What you will do: The records that follow must be repeated exactly, line by line.

The records:

PR #707, opened 2024-07-11
RR-825: Fix archive goal form sticking in session

james-baker-digital-justice:
If you navigated away after submitting the form, either by error or cancelling the archive, when you returned the form was already filled. If you returned on a different goal the wrong goals information was displayed.


nathanrussell-moj-digital (approved):
Good PR description; thank you 👍 

What you've done here looks fine (and we might need to do a similar thing for the un-archive routes etc 🤔 ).

In other places for similar code/reasons we have opted to use middlewares, rather than doing it in the controller.

It's fine as it is, I'm not going to block it, as it allows us to get this feature into test soon 👍 . But we might want to consider whether this is the right approach at some point and potentially refactor at that time

LGTM though 👍

PR #710, opened 2024-07-15
RR-824: turn on archiving feature toggle in all envs

james-baker-digital-justice:
Now we've completed all the tickets for archiving we can turn it on in preparation for a release to prod. Keeping the feature toggle for now in the unlikely event we need to rollback it'll be much faster to turn it off.


nathanrussell-moj-digital (approved):
LGTM 👍

PR #712, opened 2024-07-16
RR-878 - Configure /info endpoint to include activeAgencies

nathanrussell-moj-digital:
This PR adds the `activeAgencies` property to the `/info` endpoint in order to support [Establishment Specific Rollouts](https://dsdmoj.atlassian.net/wiki/spaces/ALIGN/pages/4480959439/Adding+changing+services+on+the+common+header+footer+and+the+homepage#Establishment-specific-rollouts)

We need to do this to be able to support further rollouts where the LSA's in prisons will be given the responsibility for assigning our service role to their DPS users.


james-baker-digital-justice (approved):
LGTM;

PR #715, opened 2024-07-17
RR-826: Sort archived goals by most recently archived

james-baker-digital-justice:
Change the view archived goals page to sort goals by most recently archived which is actually just the last updated date. This is because once it's archived there can be no further updates so the last update would have been marking it as archived.

Refactored the cypress tests a little bit so that view archived goals is now grouped together, we're also asserting the correct goals are loaded for each page rather than updating the wiremock mid test to simulate it.


nathanrussell-moj-digital (approved):
LGTM 👍

PR #718, opened 2024-07-18
RR-826: Populate prison name onto Goals for summary card

james-baker-digital-justice:
Show the name of the prison alongside the name of the person who last updated or archived a goal.

The new getPrisonNamesById method is intended to replace the single prison method as the client code for that became complicated to avoid a race condition where we would submit many requests to the prison api before it is cached.

### DIFF
--- a/server/services/educationAndWorkPlanService.test.ts
+++ b/server/services/educationAndWorkPlanService.test.ts
@@ -15,14 +15,15 @@ import { aValidUpdateGoalRequestWithOneUpdatedStep } from '../testsupport/update
 import { aValidCreateGoalsRequestWithOneGoal } from '../testsupport/createGoalsRequestTestDataBuilder'
 import ReasonToArchiveGoalValue from '../enums/ReasonToArchiveGoalValue'
 import GoalStatusValue from '../enums/goalStatusValue'
+import PrisonService from './prisonService'
 
 jest.mock('../data/educationAndWorkPlanClient')
-
+jest.mock('./prisonService')
 describe('educationAndWorkPlanService', () => {
   const educationAndWorkPlanClient =
     new EducationAndWorkPlanClient() as unknown as jest.Mocked<EducationAndWorkPlanClient>
-
-  const educationAndWorkPlanService = new EducationAndWorkPlanService(educationAndWorkPlanClient)
+  const prisonService = new PrisonService(null, null, null) as unknown as jest.Mocked<PrisonService>
+  const educationAndWorkPlanService = new EducationAndWorkPlanService(educationAndWorkPlanClient, prisonService)
 
   beforeEach(() => {
     jest.resetAllMocks()
@@ -66,6 +67,7 @@ describe('educationAndWorkPlanService', () => {
       const userToken = 'a-user-token'
       const actionPlanResponse = aValidActionPlanResponseWithOneGoal()
       educationAndWorkPlanClient.getActionPlan.mockResolvedValue(actionPlanResponse)
+      prisonService.getAllPrisonNamesById.mockResolvedValue(new Map())
       const expectedActionPlan = aValidActionPlanWithOneGoal()
 
       // When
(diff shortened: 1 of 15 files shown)


server/services/educationAndWorkPlanService.test.ts
```diff
@@ -76,12 +78,27 @@ describe('educationAndWorkPlanService', () => {
       expect(actual).toEqual(expectedActionPlan)
     })
 
-    it('should not get Action Plan given educationAndWorkPlanClient returns an error', async () => {
+    it('should not get Action Plan given prisonService returns an error', async () => {
```
nathanrussell-moj-digital, line 81: I'm not sure by this scenario ... 🤔 

The service call is `getActionPlan`, and in the other test (which I guess you based this one on), if the `educationAndWorkPlanClient` returns an error then clearly we cant get the action plan, so returning an object with `problemRetrievingData` set make sense 👍 

But is the same true for if the `prisonService` returns an error? 🤔  The scenario would be that we have successfully retrieved the action plan (the core data of interest), but we cant augment/decorate it with the prison names. Is that an error (in the same way)? or do we just return the action plan with the prison IDs in it rather than the looked up names?

Based on what we've done elsewhere we would return the action plan with the prison IDs, rather than returning some error state.

What do you think?
(Oh, and FWIW I would not recommend asking the BAs, and definitely not the design team, about this! They will likely want to design some kind of "empty state" (I hate that term!) which will no doubt add delay and complexity. I think we should be able to make a decision between us about what to do in this circumstance 👍 )

server/services/educationAndWorkPlanService.test.ts
```diff
@@ -124,7 +143,23 @@ describe('educationAndWorkPlanService', () => {
       expect(educationAndWorkPlanClient.getGoalsByStatus).toHaveBeenCalledWith(prisonNumber, status, userToken)
       expect(actual).toEqual(expectedResponse)
     })
+    it('should return a problem loading the data if prison ids could not be loaded with status 404', async () => {
```
nathanrussell-moj-digital, line 146: As above, not sure this is a scenario that should stop the core data being displayed on the page 🤔 

Also, is this scenario even possible? Why would the prisonService return a 404? The prisonRegisterClient would return a 404 to the prisonService, but does (should?) the service not handle that error in some way? 🤔

server/services/educationAndWorkPlanService.ts
```diff
@@ -42,6 +47,12 @@ export default class EducationAndWorkPlanService {
       logger.error(`Error retrieving goals with status [${status}] for Prisoner [${prisonNumber}]: ${error}`)
       return { goals: undefined, problemRetrievingData: true }
     }
+    try {
+      const prisonNamesById = await this.prisonService.getAllPrisonNamesById(token)
+      return { goals: toGoals(response, prisonNamesById), problemRetrievingData: false }
+    } catch (error) {
```
nathanrussell-moj-digital, line 53: As discussed in the test, I'm not sure this is right? 🤔

server/services/prisonService.ts
```diff
@@ -38,6 +38,20 @@ export default class PrisonService {
     }
   }
 
+  /**
```
nathanrussell-moj-digital, line 41: I like this implementation and the unit tests above 👍 

Of interest is the fact that the service method does not throw/return an error. It catches any error and returns an empty map 👍 
Thats perfect, but it means the comments I made above re: the educationAndWorkPlanService and whether prisonService can/should throw errors and set an error response probably have some merit?
What do you think? 🤔

james-baker-digital-justice: ha sorry I should've explained this probably. As you mentioned, in reality it never returns a rejected promise and instead returns an empty list so you will just get the prison ID instead (made an executive decision on that one). 

I felt like I should test what happens if the promise is rejected and built up tests before I got to the actual implementation and the service should probably not be aware of the implementation details (maybe there is some javascripty way it can reject, e.g., NPE?). 

I'll change it to try-catch and default to empty list rather than returning a problem retrieving data.

james-baker-digital-justice: Updated to catch and return an empty map

nathanrussell-moj-digital (approved):
LGTM

PR #721, opened 2024-07-19
RR-826: Minor UI tweaks to view archived goals

james-baker-digital-justice:
Increase padding all around to 3 (15px) and add a margin to the subtitle so it aligns correctly with the target image.

Also removed the colon from last updated/archived on label.


nathanrussell-moj-digital (approved):
LGTM 👍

Exercise response:
PR #707, opened 2024-07-11
RR-825: Fix archive goal form sticking in session

james-baker-digital-justice:
If you navigated away after submitting the form, either by error or cancelling the archive, when you returned the form was already filled. If you returned on a different goal the wrong goals information was displayed.


nathanrussell-moj-digital (approved):
Good PR description; thank you 👍 

What you've done here looks fine (and we might need to do a similar thing for the un-archive routes etc 🤔 ).

In other places for similar code/reasons we have opted to use middlewares, rather than doing it in the controller.

It's fine as it is, I'm not going to block it, as it allows us to get this feature into test soon 👍 . But we might want to consider whether this is the right approach at some point and potentially refactor at that time

LGTM though 👍

PR #710, opened 2024-07-15
RR-824: turn on archiving feature toggle in all envs

james-baker-digital-justice:
Now we've completed all the tickets for archiving we can turn it on in preparation for a release to prod. Keeping the feature toggle for now in the unlikely event we need to rollback it'll be much faster to turn it off.


nathanrussell-moj-digital (approved):
LGTM 👍

PR #712, opened 2024-07-16
RR-878 - Configure /info endpoint to include activeAgencies

nathanrussell-moj-digital:
This PR adds the `activeAgencies` property to the `/info` endpoint in order to support [Establishment Specific Rollouts](https://dsdmoj.atlassian.net/wiki/spaces/ALIGN/pages/4480959439/Adding+changing+services+on+the+common+header+footer+and+the+homepage#Establishment-specific-rollouts)

We need to do this to be able to support further rollouts where the LSA's in prisons will be given the responsibility for assigning our service role to their DPS users.


james-baker-digital-justice (approved):
LGTM;

PR #715, opened 2024-07-17
RR-826: Sort archived goals by most recently archived

james-baker-digital-justice:
Change the view archived goals page to sort goals by most recently archived which is actually just the last updated date. This is because once it's archived there can be no further updates so the last update would have been marking it as archived.

Refactored the cypress tests a little bit so that view archived goals is now grouped together, we're also asserting the correct goals are loaded for each page rather than updating the wiremock mid test to simulate it.


nathanrussell-moj-digital (approved):
LGTM 👍

PR #718, opened 2024-07-18
RR-826: Populate prison name onto Goals for summary card

james-baker-digital-justice:
Show the name of the prison alongside the name of the person who last updated or archived a goal.

The new getPrisonNamesById method is intended to replace the single prison method as the client code for that became complicated to avoid a race condition where we would submit many requests to the prison api before it is cached.

### DIFF
--- a/server/services/educationAndWorkPlanService.test.ts
+++ b/server/services/educationAndWorkPlanService.test.ts
@@ -15,14 +15,15 @@ import { aValidUpdateGoalRequestWithOneUpdatedStep } from '../testsupport/update
 import { aValidCreateGoalsRequestWithOneGoal } from '../testsupport/createGoalsRequestTestDataBuilder'
 import ReasonToArchiveGoalValue from '../enums/ReasonToArchiveGoalValue'
 import GoalStatusValue from '../enums/goalStatusValue'
+import PrisonService from './prisonService'
 
 jest.mock('../data/educationAndWorkPlanClient')
-
+jest.mock('./prisonService')
 describe('educationAndWorkPlanService', () => {
   const educationAndWorkPlanClient =
     new EducationAndWorkPlanClient() as unknown as jest.Mocked<EducationAndWorkPlanClient>
-
-  const educationAndWorkPlanService = new EducationAndWorkPlanService(educationAndWorkPlanClient)
+  const prisonService = new PrisonService(null, null, null) as unknown as jest.Mocked<PrisonService>
+  const educationAndWorkPlanService = new EducationAndWorkPlanService(educationAndWorkPlanClient, prisonService)
 
   beforeEach(() => {
     jest.resetAllMocks()
@@ -66,6 +67,7 @@ describe('educationAndWorkPlanService', () => {
       const userToken = 'a-user-token'
       const actionPlanResponse = aValidActionPlanResponseWithOneGoal()
       educationAndWorkPlanClient.getActionPlan.mockResolvedValue(actionPlanResponse)
+      prisonService.getAllPrisonNamesById.mockResolvedValue(new Map())
       const expectedActionPlan = aValidActionPlanWithOneGoal()
 
       // When
(diff shortened: 1 of 15 files shown)


server/services/educationAndWorkPlanService.test.ts
```diff
@@ -76,12 +78,27 @@ describe('educationAndWorkPlanService', () => {
       expect(actual).toEqual(expectedActionPlan)
     })
 
-    it('should not get Action Plan given educationAndWorkPlanClient returns an error', async () => {
+    it('should not get Action Plan given prisonService returns an error', async () => {
```
nathanrussell-moj-digital, line 81: I'm not sure by this scenario ... 🤔 

The service call is `getActionPlan`, and in the other test (which I guess you based this one on), if the `educationAndWorkPlanClient` returns an error then clearly we cant get the action plan, so returning an object with `problemRetrievingData` set make sense 👍 

But is the same true for if the `prisonService` returns an error? 🤔  The scenario would be that we have successfully retrieved the action plan (the core data of interest), but we cant augment/decorate it with the prison names. Is that an error (in the same way)? or do we just return the action plan with the prison IDs in it rather than the looked up names?

Based on what we've done elsewhere we would return the action plan with the prison IDs, rather than returning some error state.

What do you think?
(Oh, and FWIW I would not recommend asking the BAs, and definitely not the design team, about this! They will likely want to design some kind of "empty state" (I hate that term!) which will no doubt add delay and complexity. I think we should be able to make a decision between us about what to do in this circumstance 👍 )

server/services/educationAndWorkPlanService.test.ts
```diff
@@ -124,7 +143,23 @@ describe('educationAndWorkPlanService', () => {
       expect(educationAndWorkPlanClient.getGoalsByStatus).toHaveBeenCalledWith(prisonNumber, status, userToken)
       expect(actual).toEqual(expectedResponse)
     })
+    it('should return a problem loading the data if prison ids could not be loaded with status 404', async () => {
```
nathanrussell-moj-digital, line 146: As above, not sure this is a scenario that should stop the core data being displayed on the page 🤔 

Also, is this scenario even possible? Why would the prisonService return a 404? The prisonRegisterClient would return a 404 to the prisonService, but does (should?) the service not handle that error in some way? 🤔

server/services/educationAndWorkPlanService.ts
```diff
@@ -42,6 +47,12 @@ export default class EducationAndWorkPlanService {
       logger.error(`Error retrieving goals with status [${status}] for Prisoner [${prisonNumber}]: ${error}`)
       return { goals: undefined, problemRetrievingData: true }
     }
+    try {
+      const prisonNamesById = await this.prisonService.getAllPrisonNamesById(token)
+      return { goals: toGoals(response, prisonNamesById), problemRetrievingData: false }
+    } catch (error) {
```
nathanrussell-moj-digital, line 53: As discussed in the test, I'm not sure this is right? 🤔

server/services/prisonService.ts
```diff
@@ -38,6 +38,20 @@ export default class PrisonService {
     }
   }
 
+  /**
```
nathanrussell-moj-digital, line 41: I like this implementation and the unit tests above 👍 

Of interest is the fact that the service method does not throw/return an error. It catches any error and returns an empty map 👍 
Thats perfect, but it means the comments I made above re: the educationAndWorkPlanService and whether prisonService can/should throw errors and set an error response probably have some merit?
What do you think? 🤔

james-baker-digital-justice: ha sorry I should've explained this probably. As you mentioned, in reality it never returns a rejected promise and instead returns an empty list so you will just get the prison ID instead (made an executive decision on that one). 

I felt like I should test what happens if the promise is rejected and built up tests before I got to the actual implementation and the service should probably not be aware of the implementation details (maybe there is some javascripty way it can reject, e.g., NPE?). 

I'll change it to try-catch and default to empty list rather than returning a problem retrieving data.

james-baker-digital-justice: Updated to catch and return an empty map

nathanrussell-moj-digital (approved):
LGTM

PR #721, opened 2024-07-19
RR-826: Minor UI tweaks to view archived goals

james-baker-digital-justice:
Increase padding all around to 3 (15px) and add a margin to the subtitle so it aligns correctly with the target image.

Also removed the colon from last updated/archived on label.


nathanrussell-moj-digital (approved):
LGTM 👍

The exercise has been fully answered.